Which lines of the data below include the string "root"? Return each of them.

[Collected data]

== Segment start ==

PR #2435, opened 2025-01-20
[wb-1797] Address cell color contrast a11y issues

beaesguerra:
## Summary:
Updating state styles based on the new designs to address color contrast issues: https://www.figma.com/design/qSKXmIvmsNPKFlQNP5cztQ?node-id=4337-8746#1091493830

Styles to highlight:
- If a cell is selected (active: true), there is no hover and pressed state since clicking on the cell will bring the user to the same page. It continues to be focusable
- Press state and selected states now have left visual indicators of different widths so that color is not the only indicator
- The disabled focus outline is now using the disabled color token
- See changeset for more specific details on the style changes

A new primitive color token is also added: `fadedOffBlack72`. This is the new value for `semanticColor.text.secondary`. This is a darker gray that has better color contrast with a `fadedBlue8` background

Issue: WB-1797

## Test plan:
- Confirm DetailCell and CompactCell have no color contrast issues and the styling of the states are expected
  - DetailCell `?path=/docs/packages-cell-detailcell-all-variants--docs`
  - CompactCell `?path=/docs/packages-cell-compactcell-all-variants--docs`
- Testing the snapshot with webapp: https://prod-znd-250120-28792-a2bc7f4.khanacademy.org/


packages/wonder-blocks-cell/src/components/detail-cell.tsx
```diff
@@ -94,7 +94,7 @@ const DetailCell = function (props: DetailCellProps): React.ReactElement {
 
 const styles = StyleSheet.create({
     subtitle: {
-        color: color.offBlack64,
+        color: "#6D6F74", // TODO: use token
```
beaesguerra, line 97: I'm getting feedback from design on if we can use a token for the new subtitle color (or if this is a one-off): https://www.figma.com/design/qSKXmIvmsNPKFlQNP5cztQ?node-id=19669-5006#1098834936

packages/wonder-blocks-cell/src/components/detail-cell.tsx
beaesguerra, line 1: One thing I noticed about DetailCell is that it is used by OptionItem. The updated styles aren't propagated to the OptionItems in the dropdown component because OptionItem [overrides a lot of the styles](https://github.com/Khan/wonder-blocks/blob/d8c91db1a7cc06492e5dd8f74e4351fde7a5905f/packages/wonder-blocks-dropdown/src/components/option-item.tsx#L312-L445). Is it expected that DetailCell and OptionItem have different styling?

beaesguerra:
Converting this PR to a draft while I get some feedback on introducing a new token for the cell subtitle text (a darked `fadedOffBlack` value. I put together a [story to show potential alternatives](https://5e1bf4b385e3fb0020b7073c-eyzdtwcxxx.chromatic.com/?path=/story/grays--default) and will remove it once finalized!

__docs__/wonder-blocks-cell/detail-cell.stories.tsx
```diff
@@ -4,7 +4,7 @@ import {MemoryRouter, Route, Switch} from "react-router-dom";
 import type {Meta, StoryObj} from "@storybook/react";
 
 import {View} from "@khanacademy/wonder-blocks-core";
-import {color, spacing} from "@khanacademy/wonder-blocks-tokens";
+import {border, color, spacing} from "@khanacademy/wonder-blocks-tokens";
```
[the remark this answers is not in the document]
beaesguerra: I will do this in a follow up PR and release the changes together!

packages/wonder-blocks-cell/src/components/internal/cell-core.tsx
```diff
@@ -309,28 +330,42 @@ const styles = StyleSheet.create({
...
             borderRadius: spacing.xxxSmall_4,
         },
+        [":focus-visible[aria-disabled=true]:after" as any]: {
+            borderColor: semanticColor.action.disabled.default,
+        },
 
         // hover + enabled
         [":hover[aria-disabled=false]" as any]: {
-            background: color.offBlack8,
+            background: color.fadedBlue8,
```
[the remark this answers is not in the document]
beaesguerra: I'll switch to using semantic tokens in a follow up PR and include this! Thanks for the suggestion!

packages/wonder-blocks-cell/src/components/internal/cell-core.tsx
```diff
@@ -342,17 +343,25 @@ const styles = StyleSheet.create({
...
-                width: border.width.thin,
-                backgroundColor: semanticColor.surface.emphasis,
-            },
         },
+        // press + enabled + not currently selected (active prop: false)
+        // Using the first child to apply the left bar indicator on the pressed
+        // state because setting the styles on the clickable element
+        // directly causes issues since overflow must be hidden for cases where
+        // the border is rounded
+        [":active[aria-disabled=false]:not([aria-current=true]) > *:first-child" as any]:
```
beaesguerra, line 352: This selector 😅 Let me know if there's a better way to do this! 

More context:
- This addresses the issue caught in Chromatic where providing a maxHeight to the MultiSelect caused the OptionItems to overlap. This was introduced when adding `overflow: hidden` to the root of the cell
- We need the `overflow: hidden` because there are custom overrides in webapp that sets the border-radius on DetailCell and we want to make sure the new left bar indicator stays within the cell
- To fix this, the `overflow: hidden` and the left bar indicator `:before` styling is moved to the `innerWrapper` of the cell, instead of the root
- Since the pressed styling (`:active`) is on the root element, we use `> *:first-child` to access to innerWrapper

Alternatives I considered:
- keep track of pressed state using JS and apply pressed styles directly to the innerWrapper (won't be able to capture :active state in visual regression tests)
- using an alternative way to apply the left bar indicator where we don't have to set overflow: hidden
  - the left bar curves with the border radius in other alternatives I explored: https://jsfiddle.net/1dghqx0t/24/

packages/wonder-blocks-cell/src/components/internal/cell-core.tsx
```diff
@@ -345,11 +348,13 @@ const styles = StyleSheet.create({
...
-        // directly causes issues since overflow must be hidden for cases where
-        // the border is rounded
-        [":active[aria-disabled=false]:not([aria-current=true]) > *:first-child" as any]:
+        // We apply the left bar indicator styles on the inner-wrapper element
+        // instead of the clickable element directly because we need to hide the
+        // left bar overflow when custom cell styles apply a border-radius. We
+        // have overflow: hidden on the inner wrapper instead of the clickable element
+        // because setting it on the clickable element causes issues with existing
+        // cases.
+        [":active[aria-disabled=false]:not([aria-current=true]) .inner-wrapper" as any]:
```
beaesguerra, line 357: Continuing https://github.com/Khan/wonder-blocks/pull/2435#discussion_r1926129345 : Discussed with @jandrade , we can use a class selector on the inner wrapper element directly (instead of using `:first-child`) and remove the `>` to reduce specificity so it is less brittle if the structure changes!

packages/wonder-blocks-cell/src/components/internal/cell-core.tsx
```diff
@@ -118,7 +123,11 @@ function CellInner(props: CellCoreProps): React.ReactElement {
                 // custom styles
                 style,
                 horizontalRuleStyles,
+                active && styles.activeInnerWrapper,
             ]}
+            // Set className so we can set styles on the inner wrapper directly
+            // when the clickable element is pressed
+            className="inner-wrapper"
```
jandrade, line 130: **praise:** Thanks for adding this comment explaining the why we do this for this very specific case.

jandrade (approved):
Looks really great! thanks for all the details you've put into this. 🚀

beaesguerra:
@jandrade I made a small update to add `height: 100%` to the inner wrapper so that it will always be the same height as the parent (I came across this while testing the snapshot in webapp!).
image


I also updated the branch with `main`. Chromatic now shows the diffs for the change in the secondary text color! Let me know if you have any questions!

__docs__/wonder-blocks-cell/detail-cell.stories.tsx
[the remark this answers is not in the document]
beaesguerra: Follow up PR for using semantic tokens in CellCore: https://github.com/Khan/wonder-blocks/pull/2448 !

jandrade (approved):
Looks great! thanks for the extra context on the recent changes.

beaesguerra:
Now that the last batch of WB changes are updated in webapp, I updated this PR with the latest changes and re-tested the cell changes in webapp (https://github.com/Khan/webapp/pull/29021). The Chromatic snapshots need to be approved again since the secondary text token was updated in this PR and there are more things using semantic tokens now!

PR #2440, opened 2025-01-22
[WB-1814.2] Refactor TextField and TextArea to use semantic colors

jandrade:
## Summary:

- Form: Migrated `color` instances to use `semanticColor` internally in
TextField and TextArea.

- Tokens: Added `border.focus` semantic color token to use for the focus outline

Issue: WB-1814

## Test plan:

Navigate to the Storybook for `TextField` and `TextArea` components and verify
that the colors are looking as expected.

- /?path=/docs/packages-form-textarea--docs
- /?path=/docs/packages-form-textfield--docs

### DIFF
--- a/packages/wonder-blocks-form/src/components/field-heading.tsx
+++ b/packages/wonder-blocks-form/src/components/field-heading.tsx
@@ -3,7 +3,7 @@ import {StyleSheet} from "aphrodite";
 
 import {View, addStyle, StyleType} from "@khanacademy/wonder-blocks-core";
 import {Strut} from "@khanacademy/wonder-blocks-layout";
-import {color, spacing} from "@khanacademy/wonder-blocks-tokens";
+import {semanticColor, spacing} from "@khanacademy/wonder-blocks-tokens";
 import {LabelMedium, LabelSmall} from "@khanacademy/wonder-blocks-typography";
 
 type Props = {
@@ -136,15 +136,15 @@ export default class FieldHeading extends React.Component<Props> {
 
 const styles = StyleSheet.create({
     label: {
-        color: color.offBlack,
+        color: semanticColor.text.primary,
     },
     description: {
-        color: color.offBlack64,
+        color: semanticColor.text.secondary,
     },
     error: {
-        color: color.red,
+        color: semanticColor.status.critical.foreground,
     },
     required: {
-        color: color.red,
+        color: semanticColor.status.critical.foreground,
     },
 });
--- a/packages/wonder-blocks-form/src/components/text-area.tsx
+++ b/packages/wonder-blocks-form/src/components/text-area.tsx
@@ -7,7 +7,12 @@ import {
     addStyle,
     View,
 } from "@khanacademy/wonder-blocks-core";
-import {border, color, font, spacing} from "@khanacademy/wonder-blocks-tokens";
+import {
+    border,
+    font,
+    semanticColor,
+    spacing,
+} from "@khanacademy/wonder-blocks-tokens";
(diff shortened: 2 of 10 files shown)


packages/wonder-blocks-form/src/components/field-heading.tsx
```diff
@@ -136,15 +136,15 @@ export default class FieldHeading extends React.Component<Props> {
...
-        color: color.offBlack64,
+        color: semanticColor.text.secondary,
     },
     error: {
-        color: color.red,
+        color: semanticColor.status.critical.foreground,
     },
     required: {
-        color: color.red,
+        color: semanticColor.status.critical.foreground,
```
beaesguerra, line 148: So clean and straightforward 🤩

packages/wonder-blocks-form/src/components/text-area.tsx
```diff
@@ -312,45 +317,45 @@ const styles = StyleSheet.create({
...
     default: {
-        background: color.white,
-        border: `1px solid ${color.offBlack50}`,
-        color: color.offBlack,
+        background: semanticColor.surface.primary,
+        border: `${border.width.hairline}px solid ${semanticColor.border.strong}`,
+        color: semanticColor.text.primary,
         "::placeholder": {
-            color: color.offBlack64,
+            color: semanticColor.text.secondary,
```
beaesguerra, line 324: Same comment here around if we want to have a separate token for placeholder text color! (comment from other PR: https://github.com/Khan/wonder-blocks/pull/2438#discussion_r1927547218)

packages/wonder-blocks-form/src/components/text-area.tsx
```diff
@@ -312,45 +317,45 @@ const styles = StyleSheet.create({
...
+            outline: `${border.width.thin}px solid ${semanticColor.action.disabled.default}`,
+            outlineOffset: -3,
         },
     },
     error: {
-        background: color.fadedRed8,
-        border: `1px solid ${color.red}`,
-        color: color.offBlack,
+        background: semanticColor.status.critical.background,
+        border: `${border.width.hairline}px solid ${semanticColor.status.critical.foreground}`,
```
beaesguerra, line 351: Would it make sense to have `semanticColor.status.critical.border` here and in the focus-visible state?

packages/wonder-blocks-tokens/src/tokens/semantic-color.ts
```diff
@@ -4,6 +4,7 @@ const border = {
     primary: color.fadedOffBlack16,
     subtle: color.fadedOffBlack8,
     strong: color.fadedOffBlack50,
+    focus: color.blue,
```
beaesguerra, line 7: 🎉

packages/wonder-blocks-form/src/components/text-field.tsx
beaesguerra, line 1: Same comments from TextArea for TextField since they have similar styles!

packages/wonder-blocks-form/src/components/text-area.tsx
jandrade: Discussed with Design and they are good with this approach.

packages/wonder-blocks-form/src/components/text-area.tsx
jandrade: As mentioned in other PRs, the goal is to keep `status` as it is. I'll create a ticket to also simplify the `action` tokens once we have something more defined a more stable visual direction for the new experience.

== Segment end ==

SOLVED PROBLEM:
- This addresses the issue caught in Chromatic where providing a maxHeight to the MultiSelect caused the OptionItems to overlap. This was introduced when adding `overflow: hidden` to the root of the cell
- To fix this, the `overflow: hidden` and the left bar indicator `:before` styling is moved to the `innerWrapper` of the cell, instead of the root
- Since the pressed styling (`:active`) is on the root element, we use `> *:first-child` to access to innerWrapper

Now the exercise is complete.